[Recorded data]

PR #4052, opened 2026-06-08
Modify custom dtype example to use only public API

chuckwondo:
Modify custom dtype example to use only public API.  As part of this effort, move/deprecate any types or functions currently inaccessible from the public API, but should be.

- Internally change all imports of `DataTypeValidationError` to import from `zarr.errors` and deprecate imports of `DataTypeValidationError` from all other modules.

TODO:

### DIFF
--- a/src/zarr/core/dtype/__init__.py
+++ b/src/zarr/core/dtype/__init__.py
@@ -3,10 +3,6 @@ from __future__ import annotations
 from collections.abc import Sequence
 from typing import TYPE_CHECKING, Final
 
-from zarr.core.dtype.common import (
-    DataTypeValidationError,
-    DTypeJSON,
-)
 from zarr.core.dtype.npy.bool import Bool
 from zarr.core.dtype.npy.bytes import (
     NullTerminatedBytes,
@@ -39,6 +35,7 @@ from zarr.core.dtype.npy.time import (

GOAL OF THE EXERCISE. Search the records above for the word "only" and give the number of lines where it occurs, nothing else.

RESULT OF THIS EXERCISE. 2